Not enough will power and possibly genetically predispositioned?


----------



## ehanes7612 (Oct 1, 2017)

I had a problem with sugar until I went to Hawaii and got sick form eating too much fruit and sugar ...several times....I havent had sugar in a week and have had absolutely no craving..which has never happened with me..I hate to say it but getting sick and feeling intense colon pain changed my perception and my will power. 

For the past six months my sense of smell was odd ..it was like the air had like a sweet putrid smell. That's gone now. 

We are all genetically predisposed to sugar cravings, it's just that the availibility of sugar all year round is not something we have evolved to overcome. 

All I can say is try to slowly lower your intake each week..going cold turkey and trying to resist the urges when they are there will probably result in failure. Also, looking at your meal intake may be a good idea. Sugar cravings are sometimes caused by a lack of something or an imbalance. Of course, you cant dismiss the psychological connection to sugar..for me, it gave me a sense of power, especially when I ate chocolate.


----------



## xiphius (Oct 1, 2017)

I started by giving up soda. Soda used to be my primary source of sugar and I drank way too much of it. It was a bit hard at first and took conscious effort, but after a few weeks, it became a lot easier.

After that, I started to notice that things tasted inherently sweeter and that I didn't have to put as much sugar on things to taste the same level of sweetness. I actually have problems ordering things at places like Starbucks anymore because things there just taste so overly sweet to me now.

I think with the prevalence of sugar crammed into modern drinks, our taste buds kinda become numb to it. If you cut back for a while, they will "reset" and then you just have to be careful not to overload them again .


----------



## abax (Oct 1, 2017)

Don't snack! Eat regular meals and don't eat anything
between meals.


----------



## NYEric (Oct 2, 2017)

I cut down on sweet drinks by diluting juice with seltzer.


----------



## orcoholic (Oct 2, 2017)

When I crave, I have some 70% cocoa dark chocolate. Low sugar and carbs, but still satisfies the jonesing. If you can stand higher cocoa levels, there is even less sugar.

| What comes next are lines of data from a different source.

PR #17494, opened 2023-08-24
feat: Micrometer Observation instrumentation

marcingrzejszczak:
## Description

- adds a VaadinFilter mechanism to mimic an around-aspect
- adds a Micrometer Observation implementation
- configures VaadinServlet to automatically update the VaadinService with filters
- configures Spring to automatically update the VaadinServlet with filters

What's missing:
- Client side instrumentation
- Tests
- Documentation

Fixes #17436

## Type of change

- [ ] Bugfix
- [x] Feature

## Checklist

- [x] I have read the contribution guide: https://vaadin.com/docs/latest/guide/contributing/overview/
- [x] I have added a description following the guideline.
- [x] The issue is created in the corresponding repository and I have referenced it.
- [ ] I have added tests to ensure my change is effective and works as intended.
- [ ] New and existing tests are passing locally with my change.
- [ ] I have performed self-review and corrected misspellings.

#### Additional for `Feature` type of change

- [x] Enhancement / new feature was discussed in a corresponding GitHub issue and Acceptance Criteria were created.

Issue #17436, opened 2023-08-14
Micrometer Observation Support


marcingrzejszczak:
### Describe your motivation

I'm a co-maintainer of [Spring Cloud Sleuth](https://github.com/spring-cloud/spring-cloud-sleuth/) and [Micrometer](https://micrometer.io/) projects (together with @shakuzen and @jonatan-ivanov).

[Micrometer Observation](https://micrometer.io/docs/observation) is part of the Micrometer 1.10 release and [Micrometer Tracing](https://micrometer.io/docs/tracing) gives support for Tracing capabilities. The idea of Micrometer Observation is that you instrument code once but you get multiple benefits out of it - e.g. you can get tracing, metrics, logging or whatever you see fit).

I was curious if there's interest in adding Micrometer Observation support so that except for metrics, spans could be created and tracing context propagation could happen too. Via Micrometer Tracing one can use OpenTelemetry or OpenZipkin Brave Tracer, but with the handler mechanism the possibilities are endless :)

### Describe the solution you'd like

We can add a PR to instrument the RPC communication of Vaadin.

### Additional context

[Micrometer Observation Documentation](https://micrometer.io/docs/observation)

mshabarov:
Hello @marcingrzejszczak and thank you for creating this enhancement!
This sounds for me (and I bet for all the Vaadin team) more than interesting. We consider the "observability" as one of the most valuable corners of business applications. As a product owner of Vaadin Flow, I'd appreciate any work on this topic. If you have any thought or even a suggestions about actual implementation towards integrating Micrometer Observation into Vaadin, please share it in the pull request https://github.com/vaadin/flow/compare . Vaadin Flow team is happy to review, test and help driving this feature further.

mshabarov:
> please share it in the pull request https://github.com/vaadin/flow/compare

@marcingrzejszczak we discussed Micrometer integration internally with the team. We are considering adding this support to our commercial [Observability Kit](https://vaadin.com/docs/latest/tools/observability), and make a research by ourselves first. Thus, I would ask you to hold your contribution for a while. We'll get back to you once we get a vision of the solution and whether Micrometer Observation can be added into Vaadin Flow core.

mshabarov:
@marcingrzejszczak we decided to proceed with Micrometer and Vaadin integration and to try instrument the Vaadin Flow core/RPC communication. Please assign me to the pull request and/or ping me whenever you need a help or assistance. Thank you!

marcingrzejszczak:
[...]

PR #17502, opened 2023-08-25
feat: Adds a VaadinRequestInterceptor abstraction

marcingrzejszczak:
## Description

VaadinFilter simulates an around aspect around processing of a request. Prerequisite for https://github.com/vaadin/flow/pull/17494

Related to #17436 

## Type of change

- [ ] Bugfix
- [x] Feature

## Checklist


marcingrzejszczak:
> Quick comment on the VaadinFilter (although now in separate PR): maybe it could also cover UI.access calls coming from separate threads 🤔 And then requests & al are optional or within some context parameter 🤷‍♂️

@mstahv can you elaborate on that?

flow-server/src/main/java/com/vaadin/flow/server/VaadinFilter.java
```diff
@@ -0,0 +1,55 @@
...
+
+import java.io.Serializable;
+
+/**
+ * Used to provide an around-like aspect option around request processing.
+ *
+ * @author Marcin Grzejszczak
+ * @since 24.2
+ */
+public interface VaadinFilter extends Serializable {
```
mshabarov, line 27: For me the "Filter" associates to the filter chain patter and http filters: processing stops when one particular filter can handle the request.
This isn't so in our case.
I would propose to rename it to `VaadinRequestInterceptor`.

flow-server/src/main/java/com/vaadin/flow/server/VaadinService.java
```diff
@@ -64,26 +29,30 @@
...
 import com.vaadin.flow.shared.communication.PushMode;
-
 import elemental.json.Json;
 import elemental.json.JsonException;
 import elemental.json.JsonObject;
 import elemental.json.impl.JsonUtil;
+import org.slf4j.Logger;
+import org.slf4j.LoggerFactory;
+
+import java.io.*;
```
mshabarov, line 44: Imports should be set explicitly without wildcard.

flow-server/src/main/java/com/vaadin/flow/server/VaadinService.java
```diff
@@ -2374,6 +2356,14 @@ public static String getCsrfTokenAttributeName() {
                 + ApplicationConstants.CSRF_TOKEN;
     }
 
+    public List<VaadinFilter> getVaadinFilters() {
```
mshabarov, line 2359: I'd prefer to have an unmodifiable collection of these filters/interceptors once it is initialised.

In `flow-server` I think we shouldn't populate any filters (another big topic), at least for observations.

These filters are supposed to be populated by Vaadin (in a separate module for observations, or for other means in the future in flow-server) or by Vaadin users in their projects.

This can be done through Service Init Listener API, as described here https://vaadin.com/docs/latest/advanced/service-init-listener .
We need an extra method in `ServiceInitEvent `, where one can add the filters before `VaadinService` is initialised. 
How sure if it's an easiest way of adding these filters, maybe for Spring-based apps it is easier to define a bean in the configuration. For non-Spring apps, it's an option.

flow-server/src/main/java/com/vaadin/flow/server/VaadinService.java
```diff
@@ -114,6 +83,8 @@ public abstract class VaadinService implements Serializable {
             + PushMode.class.getSimpleName() + "." + PushMode.DISABLED.name()
             + "." + SEPARATOR;
 
+    private List<VaadinFilter> vaadinFilters = new ArrayList<>();
```
mshabarov, line 86: It can be `Iterable` instead, like in the case with `RequestHandler` collection.
We only want to iterate through the filters, or is there any use case where getting by index makes sense?

flow-server/src/main/java/com/vaadin/flow/server/VaadinService.java
```diff
@@ -2374,6 +2356,14 @@ public static String getCsrfTokenAttributeName() {
                 + ApplicationConstants.CSRF_TOKEN;
     }
 
+    public List<VaadinFilter> getVaadinFilters() {
+        return vaadinFilters;
+    }
+
+    public void setVaadinFilters(List<VaadinFilter> vaadinFilters) {
```
mshabarov, line 2363: Javadoc is needed, explaining when this setter and getter are used/needed.

mshabarov (changes requested):
Looks good to me in general.
Two concerns about naming of this new class and the fact that both servlet and service has these filters mutable.
If possible, I would preference to have immutable collection once it is initialised.
I will check how it can be done.

marcingrzejszczak:
@mshabarov I've checked the Service init mechanism that you mentioned and decided to rewrite my proposal to use that mechanism. You can check the details [here](https://github.com/vaadin/flow/pull/17502/commits/e5267aa97c929eea611ec16a2bef1b63688fa39b). I like it better because there is just 1 way of setting the interceptors common for spring and non-spring apps. PTAL

mstahv:
Explaining my comment regarding the UI.access & requests:

 * Not every change in Vaadin UIs happen with an active http request
 * UIs can be modified by via other users request or by external threads as well
 * UIs are then actually updated by the next XHR or via constantly open web socket communication
 * For app developers it would/could be handy if they could hook into begin and end of a "UI access", which are typically wrapped in calls passed to  UI.access calls, unless they already happen within a "UI thread". One could for example open and close user specific backend/database connection or do various profiling related tasks

I didn't look through the change proposal thoroughly, but by quickly skimming it through (mostly checkin names of new classes), this would help only with common XHR connections and user originated UI access 🤔

marcingrzejszczak:
From my perspective we need to wrap all the entry points to the backend and everything going out of the backend. If we can control what goes into and out of the UI that would be perfect. Once we have such a list of entry and exit points I can instrument them (or at least try to :) )

mshabarov:
It makes sense to me what Matti said about having hooks for `UI.access`.

`VaadinService` has `runPendingAccessTasks` where we can hook and call request interceptors before and after calling UI access pending futures. `VaadinRequestInterceptor` can be extended with extra methods for `UI.access`.

For Vaadin Push connections (communications via WebSockets), the `requestStart` and `requestEnd` methods are already being called for every request from client, see `PushHandler::callWithUi` methods.

flow-server/src/main/java/com/vaadin/flow/server/VaadinService.java
```diff
@@ -1544,6 +1582,18 @@ private void handleExceptionDuringRequest(VaadinRequest request,
             vaadinSession.lock();
         }
         try {
+            try {
+                vaadinRequestInterceptors
```
mshabarov, line 1586: `handleExceptionDuringRequest` doesn't actually handle all the errors during request processing.
It catches internal errors, but errors that might happen inside lambdas provided by developers (mainly UI updates, for instance, if you pass an UI update into `beforeClientResponse`) are processed by `ErrorHandler`, so that the exception is not thrown up to the invocation hierarchy, but handled by this error handler. See https://vaadin.com/docs/latest/advanced/custom-error-handler.

This might be a default error handler or a custom error handler, which, for example shows the notification with error message or changes component's styles. 

Thus, to cover also the exceptions handled by `ErrorHandler` objects, we may add a `ErrorHandlerWrapper` that takes `ErrorHandler` in `VaadinSession::setErrorHandler` and decorates it with calls to interceptors.

flow-server/src/main/resources/META-INF/services/com.vaadin.flow.server.VaadinServiceInitListener
```diff
@@ -0,0 +1 @@
+com.vaadin.flow.server.VaadinRequestInterceptorServiceInitListener
```
mshabarov, line 1:
```suggestion
com.vaadin.flow.server.VaadinRequestInterceptorServiceInitListener

```

mshabarov (changes requested):
My previous comment are fixed, awesome work! 👍 
Three points I would like to fix and clarify before we could merge it: 
- Wrapping `UI.access` calls with vaadin request interceptor to be able to add instrumentations for it (discussed it already with Matti T. in the comments above)
- Cover `ErrorHandler` calls, so that the exceptions thrown in the UI update callbacks in the user's codes would be also wrapped and observable (see my comment below)
- Maybe more global question: should we follow the same instrumentation list as we do for [Vaadin Observability Kit](https://github.com/vaadin/observability-kit/tree/main/observability-kit-agent/src/main/java/com/vaadin/extension/instrumentation), e.g. all Vaadin-provided request handlers, static file handler, data communicator and so on. 
My vision is that we can do it iteratively, so we can apply this pull request, add instrumentation (another opened PR) for it and then extend `VaadinRequestInterceptor` step-by-step with extra methods for concrete instrumentation and egress points.
What do you think @heruan and @Legioth ?

marcingrzejszczak:
> Wrapping UI.access calls with vaadin request interceptor to be able to add instrumentations for it (discussed it already with Matti T. in the comments above)

I was thinking that we could instrument `com.vaadin.flow.server.VaadinService#runPendingAccessTasks`. But we would have to instrument using a different interceptor. The `VaadinRequestInterceptor` is really related to http. Here we could have an interceptor around executing commands. Would that make any sense?

> Cover ErrorHandler calls, so that the exceptions thrown in the UI update callbacks in the user's codes would be also wrapped and observable (see my comment below)

If we did this via the interceptor that I mentioned above we would also take care of the error handling?

> Maybe more global question: should we follow the same instrumentation list as we do for [Vaadin Observability Kit](https://github.com/vaadin/observability-kit/tree/main/observability-kit-agent/src/main/java/com/vaadin/extension/instrumentation), e.g. all Vaadin-provided request handlers, static file handler, data communicator and so on.
> My vision is that we can do it iteratively, so we can apply this pull request, add instrumentation (another opened PR) for it and then extend VaadinRequestInterceptor step-by-step with extra methods for concrete instrumentations and egress points.
> What do you think @heruan and @Legioth ?

I am all for baby steps ;)

mshabarov:
> I was thinking that we could instrument com.vaadin.flow.server.VaadinService#runPendingAccessTasks. But we would have to instrument using a different interceptor. The VaadinRequestInterceptor is really related to http. Here we could have an interceptor around executing commands. Would that make any sense?

Yes, this makes sense to me to add a new aspect for pending access invocations. Let's do it in a separate pull request.

> If we did this via the interceptor that I mentioned above we would also take care of the error handling?

`UI.access` and whatever server side code that can pass through the `ErrorHandler` are quite unrelated to each other.
`UI.access` refers to a `PUSH` functionality, i.e. asynchronous server-to-client UI updates, whereas `ErrorHandler` intercepts server-side exceptions, including (but not only limited to `UI.access`), exceptions in synchronous handlers, like "before client response" commands and RPC requests from clients. 

From the other hand, when the `ErrorHandler::error` method is called, it doesn't know from what context it's called, and this is correct. This means that we cannot easily decide which interceptor to call, when this error handler is called: request or async interceptor. If we skip intercepting error handler :: error calls, UI update codes in command would be ignored by these interceptors and not instrumented, which will make user of this API upset a lot.

A simplest solution IMO is to make a decorator for error handler, whenever it is being added to the session here
https://github.com/vaadin/flow/blob/daecc25f95d055f3e6caec10522e55d1c12c03db/flow-server/src/main/java/com/vaadin/flow/server/VaadinSession.java#L429, put there a call to `VaadinRequestInterceptor::handleException`. This would intercept also errors for async updates, this might be an issue for API users and a bit confusing.

> I am all for baby steps ;)

We discussed the design internally, and our decision now is to focus on the basic request/response instrumentation, not trying to repeat all the features implemented with OpenTelemetry standard in Vaadin Observability Kits, because it would need a really deep code changes in some cases. This definitely better to do in a separate pull requests. For most of the users even having a request/response/error instrumentation is already a big feature.

flow-server/src/main/java/com/vaadin/flow/server/VaadinRequestInterceptorServiceInitListener.java
```diff
@@ -0,0 +1,63 @@
...
+ * Sets all {@link VaadinRequestInterceptor} on an {@link ServiceInitEvent}.
+ *
+ * For internal use only. May be renamed or removed in a future release.
+ *
+ * @see ServiceInitEvent
+ * @see VaadinService#init()
+ * @author Marcin Grzejszczak
+ * @since 24.2
+ */
+public class VaadinRequestInterceptorServiceInitListener
```
mshabarov, line 30: By the way, why do we need this init listener? 
Looks like doing this way, we make an extra loop forcing Flow to take a detour, whereas this can be "hardcoded" here https://github.com/vaadin/flow/blob/349cc1105a1e5901863ddd210120ff3606490e47/flow-server/src/main/java/com/vaadin/flow/server/VaadinService.java#L232 , the same way as for request handler.

This might lead to not being able to autowire the interceptors as a Spring bean, but I believe this would be fine, you can still create a `VaadinRequestInterceptorServiceInitListener` and say that it should be a `AtComponent`.

vaadin-spring/src/main/java/com/vaadin/flow/spring/SpringBootAutoConfiguration.java
```diff
@@ -119,6 +119,13 @@ public ServletRegistrationBean<SpringServlet> servletRegistrationBean(
         return registration;
     }
 
+    @Bean
+    public VaadinRequestInterceptorServiceInitListener vaadinRequestInterceptorServiceInitListener(
+            ObjectProvider<VaadinRequestInterceptor> interceptors) {
```
mshabarov, line 124: On a second look this seems to me as an overhead. 
We don't have a similar API/ability to add request handler and whatever objects developers can add in `ServiceInitListeners`.

Plus, projects which already have a service init listener can just add one line to their listener to add the interceptors.

See my another comment https://github.com/vaadin/flow/pull/17502/files#r1327153517.

So, if you have no big objections, I would propose to remove this from autoconfiguration for simplicity.

flow-server/src/main/java/com/vaadin/flow/server/VaadinRequestInterceptorServiceInitListener.java
marcingrzejszczak: I mean I think I was following what was being done now for `RequestHandlers`. I've actually copy pasted the whole code that the request handlers are following and did the same for interceptors. 

My analysis:

- A request interceptor `List<RequestHandler> handlers = createRequestHandlers();` is initialized. These handlers do not require any collaborators (they have default constructors only, which will not be the case when doing instrumentations - you need tracers, registries etc.)
  - I'm doing exactly the same for the interceptors `List<VaadinRequestInterceptor> requestInterceptors = createVaadinRequestInterceptors();`
- when `VaadinService` is initialized it calls ` instantiator.getServiceInitListeners().forEach(listener -> listener.serviceInit(event));` what will initialize the event with whatever the listeners want to add (e.g. custom interceptors etc.).  The custom listeners would set interceptors such as the micrometer observation interceptor
  - I'm doing the same for interceptors - I read the entries from the event and add them to an unmodifiable list
  - For the compatibility with Spring I've added a second constructor for constructor injection

I don't understand what I should actually do then if not what I've already done

vaadin-spring/src/main/java/com/vaadin/flow/spring/SpringBootAutoConfiguration.java
marcingrzejszczak: >  We don't have a similar API/ability to add request handler and whatever objects developers can add in ServiceInitListeners.

I mean you do, ServiceInitListener works via SPI and it can append things to the init event. I thought that it's done exactly for this purpose.

I can do whatever you want but I don't know how you would like this to work :) How will you want to add the request interceptors to the VaadinService?

mshabarov: Here is my vision of design so far:
- `flow-server` creates an empty list of interceptors by default and makes this protected, so developers can change it if they want. In the future we might want to add some interceptors by default (for whatever purpose). `flow-server` collects interceptors from `ServiceInitEvent` and makes an immutable collection that is used for further http request interception. (this is already done and look awesome).
- `flow-micrometer` module in the Flow repo adds a `VaadinRequestInterceptorServiceInitListener` as a Spring's`AtComponent` and injects there all needed Micrometer Interceptors. No SPI registration is needed. If this module is in the classpath of the project, this listener should be picked and executed by Flow.
- Vaadin plain projects can register their own service init listeners with SPI and Vaadin Spring-based projects can register this listener as a component and autowire interceptors.
- No changes to `Instantiator` and `SpringBootAutoConfiguration` is needed for the above points to work.

flow-server/src/main/java/com/vaadin/flow/server/VaadinRequestInterceptorServiceInitListener.java
marcingrzejszczak: Looks awesome! I mean we have the same outcome by having less code I'm all for it :D So how do we proceed now?

mshabarov: I cannot push into your branch, because I have no rights.
If you can apply my patch locally, could you commit it and push (only changes in `flow-server` and `vaadin-spring`, others are use case codes and local workarounds) it?
Also, tests I think need some tweaks, if you have a chance please do, otherwise I can help you with it.

mshabarov:
> While waiting for feedback I started playing around with this concept and I got sth like this out of it (check the CommandInterceptor)

Great! Thanks for the enthusiasm 👍 🥇 
I propose to make a separate PR for it, it would be much more easier.

mshabarov:
@marcingrzejszczak So I propose to apply my last patch https://github.com/vaadin/flow/pull/17502#discussion_r1330195191, adapt the tests for it and then I propose to merge this PR, because it's going to be endless :)

Then we can consider making a new module for instrumentation and command interceptor.

marcingrzejszczak:
Yup, I'll do it next week!

marcingrzejszczak:
I've just applied the patch, let's see how the build goes...

mshabarov:
Please run `mvn formatter:format` to let the format checker step pass.

vaadin-spring/src/test/java/com/vaadin/flow/spring/service/SpringVaadinServletServiceTest.java
```diff
@@ -89,4 +95,21 @@ public void uiInitListenerAsSpringBean_listenerIsAutoregisteredAsUIInitiLietnerI
         Assert.assertSame(ui, listener.events.get(0).getUI());
     }
 
+    @Test
+    public void requestInterceptorsAreRegisteredOnTheService()
```
mshabarov, line 99: I'm not sure that I understand how this is supposed to work.
How `MyRequestInterceptor` instances get injected into `VaadinService`? I see no service init listener here.

Would it be more clear if you:
1. Move `LoggerRequestInterceptor` and `MyVaadinServiceInitListener` classes from `test-spring-boot` module to here
2. Add `MyVaadinServiceInitListener` to the Spring context (maybe this doesn't even needed if Spring test configuration can recognise the bean and add it automatically), so this listener would pass through the `VaadinService` and it's interceptors are collected and added to the list by new logic in the flow-server.
3. Pass any `VaadinRequest` to the `VaadinServlet`/`VaadinService` and check that the interceptor does changes in the request/response (like you already does in flow-server test).

Making this kind of test, we would repeat the use case of how these interceptors are added to Flow in reality.

mshabarov (changes requested):
Implementation looks good to me. 
A few comments about leftover codes and imports, and one comment about test.

vaadin-spring/src/test/java/com/vaadin/flow/spring/service/SpringVaadinServletServiceTest.java
mshabarov: Looks like this test fails with:
```
Error:  Tests run: 3, Failures: 1, Errors: 0, Skipped: 0, Time elapsed: 0.172 s <<< FAILURE! -- in com.vaadin.flow.spring.service.SpringVaadinServletServiceTest
Error:  com.vaadin.flow.spring.service.SpringVaadinServletServiceTest.requestInterceptorsAreRegisteredOnTheService -- Time elapsed: 0.035 s <<< FAILURE!
org.opentest4j.AssertionFailedError: There should be 1 filter ==> expected: <1> but was: <0>
	at org.junit.jupiter.api.AssertionFailureBuilder.build(AssertionFailureBuilder.java:151)
	at org.junit.jupiter.api.AssertionFailureBuilder.buildAndThrow(AssertionFailureBuilder.java:132)
	at org.junit.jupiter.api.AssertEquals.failNotEqual(AssertEquals.java:197)
	at org.junit.jupiter.api.AssertEquals.assertEquals(AssertEquals.java:150)
	at org.junit.jupiter.api.Assertions.assertEquals(Assertions.java:560)
	at com.vaadin.flow.spring.service.SpringVaadinServletServiceTest.requestInterceptorsAreRegisteredOnTheService(SpringVaadinServletServiceTest.java:108)
```

marcingrzejszczak: Honestly, after the changes you've made I don't know how this is supposed to work but I'm not a Vaadin expert ;) I'm trying to make the tests work now. Will ping you once I can't figure things out

marcingrzejszczak: Actually I've made the test pass, let me see if everything else is working fine and that formatting is not broken and I will push the changes! Your comments were very helpful.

It's not just sugar that causes the cravings. Carbs convert to sugar. Read up on Type 2 diabetes to see which are worst.


----------



## cnycharles (Oct 3, 2017)

You have to be careful with some artificial sweeteners. though they have less calories per serving, some actually increase hunger and cravings so you end up gaining. There are various things that do make you crave fat or starch, sugars. 

There are genes that tend to predispose people towards certain foods. One of the reports I received from that chromosome mapping company 23 and Me was whether or not I had known genes likely to induce salt or sugar cravings. Mine said I was more likely to lean towards salty than sugary (which is true). Normal sweetness is fine, but piles of most sugar make me gag. My father though would eat a five pound bag of rock candy etc if you let him


Sent from my iPhone using Tapatalk


----------



## TyroneGenade (Oct 3, 2017)

I second Xiphius: give up soda. Easiest thing. Then stop taking sugar with coffee, tea etc... That is 3 lb gone per cup of coffee if all you do is cut out sugar from coffee.

Simplest starch to avoid: bread.

If you have to snack: nuts or jerky. My favorite lunch: apples with peanut butter. Your co-workers will look at you like you are mad but you will lose weight as they continue to balloon out. 

Best way to avoid snacking and cravings: work without breaks and make sure you have no cash in your wallet for the vending machine (this is my undoing come 3 pm). 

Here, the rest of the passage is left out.